• _PROMPT_
The task here is to set down every line of the listing exactly.

• _GIVEN RECORDS_
PR #15, opened 2019-10-09
gRPC + Pub/Sub API

### LINKED ISSUE #5: Network API
Current setup is HTTP + a libp2p adapter. However, since many payloads contain raw bytes, having a serialization layer that can handle typed bytes (protos) would be ideal.

I'm considering gRPC + libp2 transport (I have an example of this working nicely). Pubsub is another consideration. Also considering gRPC.

sanderpick:
fixes #5 

This adds a gRPC service for log orchestration between peers. The service contains a pubsub implementation as well (gossipsub) which is used to broadcast new log records to listeners. Starting this service creates a listeners for each known thread.

IPLD nodes are CBOR. We could provide a higher level interface for working with nodes, and then provide implementations for the other node types: proto and raw. For now, I've just used CBOR but kept the logic somewhat separate which should make adding the others relatively straightforward. 

Also sneaks in CI setup.


cbor/invite.go
```diff
@@ -69,7 +63,7 @@ func NewInvite(logs []thread.LogInfo, readable bool) (format.Node, error) {
 	}, mh.SHA2_256, -1)
 }
 
-func DecodeInvite(node format.Node) ([]thread.LogInfo, bool, error) {
+func InviteFromNode(node format.Node) ([]thread.LogInfo, bool, error) {
```
sanderpick: Here we attempt to decode a node into an invite.

cbor/record.go
```diff
@@ -0,0 +1,206 @@
...
+	cbornode.RegisterCborType(record{})
+}
+
+type record struct {
+	Block cid.Cid
+	Sig   []byte
+	Prev  cid.Cid `refmt:",omitempty"`
+}
+
+func NewRecord(ctx context.Context, dag format.DAGService, block format.Node, prev cid.Cid, sk ic.PrivKey, key crypto.EncryptionKey) (thread.Record, error) {
```
sanderpick: Records are the top-most object in a log. The `block` is an event in our case, but I've left it generic so any node can be wrapped.

cbor/record.go
```diff
@@ -0,0 +1,206 @@
...
+	}
+
+	err = dag.AddMany(ctx, []format.Node{coded})
+	if err != nil {
+		return nil, err
+	}
+
+	return &Record{
+		Node:  coded,
+		obj:   obj,
```
sanderpick: The custom node's carry a cached obj which is the de-coded (and decrypted) version.

cbor/record.go
```diff
@@ -0,0 +1,206 @@
...
+	if err != nil {
+		return nil, err
+	}
+	return &Record{
+		Node: coded,
+		obj:  obj,
+	}, nil
+}
+
+func RecordToProto(ctx context.Context, dag format.DAGService, rec thread.Record) (*pb.Record, error) {
```
sanderpick: When sending records to other peers, we serialized the node and all it's children (minus any links in the body). This means we don't have to worry about handling a bunch of pins... just send the whole thing.

pb/custom.go
```diff
@@ -132,3 +98,206 @@ func (a *ProtoAddr) UnmarshalJSON(data []byte) error {
 func (a ProtoAddr) Size() int {
 	return len(a.Bytes())
 }
+
+// ProtoCid is a custom type used by gogo to serde raw CIDs into the cid.CID type, and back.
```
sanderpick: More custom types...

pb/threads.proto
```diff
@@ -0,0 +1,68 @@
...
+    bytes node = 1;
+
+    bytes eventNode = 2;
+
+    bytes headerNode = 3;
+
+    bytes bodyNode = 4;
+}
+
+message PushRequest {
```
sanderpick: This is an outgoing new record envelope.

pb/threads.proto
```diff
@@ -0,0 +1,68 @@
...
+
+        bytes readKeyLogID = 5 [(gogoproto.customtype) = "ProtoPeerID"];
+    }
+}
+
+message PushReply {
+    bool ok = 1;
+}
+
+message PullRequest {
```
sanderpick: This is a request for new records.

service.go
```diff
@@ -0,0 +1,541 @@
...
+		go s.subscribe(id)
+	}
+
+	// @todo: ts.pubsub.RegisterTopicValidator()
+
+	return s, nil
+}
+
+// Push receives a record request.
+func (s *service) Push(ctx context.Context, req *pb.PushRequest) (*pb.PushReply, error) {
```
sanderpick: This handler is called by a remote client and also our local pubsub listeners.

service.go
```diff
@@ -0,0 +1,541 @@
...
+	if err != nil {
+		return nil, err
+	}
+	if x {
+		return reply, nil
+	}
+
+	// Check if this log already exists
+	logpk := s.threads.PubKey(req.ThreadID.ID, req.LogID.ID)
+	if logpk == nil {
```
sanderpick: If the log does not exist, it _could_ be an invite.

service.go
```diff
@@ -0,0 +1,541 @@
...
+		var kid peer.ID
+		if req.Header.ReadKeyLogID != nil {
+			kid = req.Header.ReadKeyLogID.ID
```
sanderpick: If this request indicates that the read key is from a different log, this means that this is an invite from a new peer that used the invitee's log (which we should have) to encrypt _their_ invite (which is effectively a join). I'm trying to avoid message types (like invite / join) in favor of just interpreting the context. Working so far.

service.go
```diff
@@ -0,0 +1,541 @@
...
+		}
+		lg, err := s.handleInvite(ctx, req.ThreadID.ID, req.LogID.ID, kid, rec)
+		if err != nil {
+			return nil, err
+		}
+
+		if lg != nil {
+			// Notify existing logs of our new log
```
sanderpick: We created a log as a new writer. Notify others of the new log by sending another invite.

service.go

• _TASK RESULT_
PR #15, opened 2019-10-09
gRPC + Pub/Sub API

### LINKED ISSUE #5: Network API
Current setup is HTTP + a libp2p adapter. However, since many payloads contain raw bytes, having a serialization layer that can handle typed bytes (protos) would be ideal.

I'm considering gRPC + libp2 transport (I have an example of this working nicely). Pubsub is another consideration. Also considering gRPC.

sanderpick:
fixes #5 

This adds a gRPC service for log orchestration between peers. The service contains a pubsub implementation as well (gossipsub) which is used to broadcast new log records to listeners. Starting this service creates a listeners for each known thread.

IPLD nodes are CBOR. We could provide a higher level interface for working with nodes, and then provide implementations for the other node types: proto and raw. For now, I've just used CBOR but kept the logic somewhat separate which should make adding the others relatively straightforward. 

Also sneaks in CI setup.


cbor/invite.go
```diff
@@ -69,7 +63,7 @@ func NewInvite(logs []thread.LogInfo, readable bool) (format.Node, error) {
 	}, mh.SHA2_256, -1)
 }
 
-func DecodeInvite(node format.Node) ([]thread.LogInfo, bool, error) {
+func InviteFromNode(node format.Node) ([]thread.LogInfo, bool, error) {
```
sanderpick: Here we attempt to decode a node into an invite.

cbor/record.go
```diff
@@ -0,0 +1,206 @@
...
+	cbornode.RegisterCborType(record{})
+}
+
+type record struct {
+	Block cid.Cid
+	Sig   []byte
+	Prev  cid.Cid `refmt:",omitempty"`
+}
+
+func NewRecord(ctx context.Context, dag format.DAGService, block format.Node, prev cid.Cid, sk ic.PrivKey, key crypto.EncryptionKey) (thread.Record, error) {
```
sanderpick: Records are the top-most object in a log. The `block` is an event in our case, but I've left it generic so any node can be wrapped.

cbor/record.go
```diff
@@ -0,0 +1,206 @@
...
+	}
+
+	err = dag.AddMany(ctx, []format.Node{coded})
+	if err != nil {
+		return nil, err
+	}
+
+	return &Record{
+		Node:  coded,
+		obj:   obj,
```
sanderpick: The custom node's carry a cached obj which is the de-coded (and decrypted) version.

cbor/record.go
```diff
@@ -0,0 +1,206 @@
...
+	if err != nil {
+		return nil, err
+	}
+	return &Record{
+		Node: coded,
+		obj:  obj,
+	}, nil
+}
+
+func RecordToProto(ctx context.Context, dag format.DAGService, rec thread.Record) (*pb.Record, error) {
```
sanderpick: When sending records to other peers, we serialized the node and all it's children (minus any links in the body). This means we don't have to worry about handling a bunch of pins... just send the whole thing.

pb/custom.go
```diff
@@ -132,3 +98,206 @@ func (a *ProtoAddr) UnmarshalJSON(data []byte) error {
 func (a ProtoAddr) Size() int {
 	return len(a.Bytes())
 }
+
+// ProtoCid is a custom type used by gogo to serde raw CIDs into the cid.CID type, and back.
```
sanderpick: More custom types...

pb/threads.proto
```diff
@@ -0,0 +1,68 @@
...
+    bytes node = 1;
+
+    bytes eventNode = 2;
+
+    bytes headerNode = 3;
+
+    bytes bodyNode = 4;
+}
+
+message PushRequest {
```
sanderpick: This is an outgoing new record envelope.

pb/threads.proto
```diff
@@ -0,0 +1,68 @@
...
+
+        bytes readKeyLogID = 5 [(gogoproto.customtype) = "ProtoPeerID"];
+    }
+}
+
+message PushReply {
+    bool ok = 1;
+}
+
+message PullRequest {
```
sanderpick: This is a request for new records.

service.go
```diff
@@ -0,0 +1,541 @@
...
+		go s.subscribe(id)
+	}
+
+	// @todo: ts.pubsub.RegisterTopicValidator()
+
+	return s, nil
+}
+
+// Push receives a record request.
+func (s *service) Push(ctx context.Context, req *pb.PushRequest) (*pb.PushReply, error) {
```
sanderpick: This handler is called by a remote client and also our local pubsub listeners.

service.go
```diff
@@ -0,0 +1,541 @@
...
+	if err != nil {
+		return nil, err
+	}
+	if x {
+		return reply, nil
+	}
+
+	// Check if this log already exists
+	logpk := s.threads.PubKey(req.ThreadID.ID, req.LogID.ID)
+	if logpk == nil {
```
sanderpick: If the log does not exist, it _could_ be an invite.

service.go
```diff
@@ -0,0 +1,541 @@
...
+		var kid peer.ID
+		if req.Header.ReadKeyLogID != nil {
+			kid = req.Header.ReadKeyLogID.ID
```
sanderpick: If this request indicates that the read key is from a different log, this means that this is an invite from a new peer that used the invitee's log (which we should have) to encrypt _their_ invite (which is effectively a join). I'm trying to avoid message types (like invite / join) in favor of just interpreting the context. Working so far.

service.go
```diff
@@ -0,0 +1,541 @@
...
+		}
+		lg, err := s.handleInvite(ctx, req.ThreadID.ID, req.LogID.ID, kid, rec)
+		if err != nil {
+			return nil, err
+		}
+
+		if lg != nil {
+			// Notify existing logs of our new log
```
sanderpick: We created a log as a new writer. Notify others of the new log by sending another invite.

service.go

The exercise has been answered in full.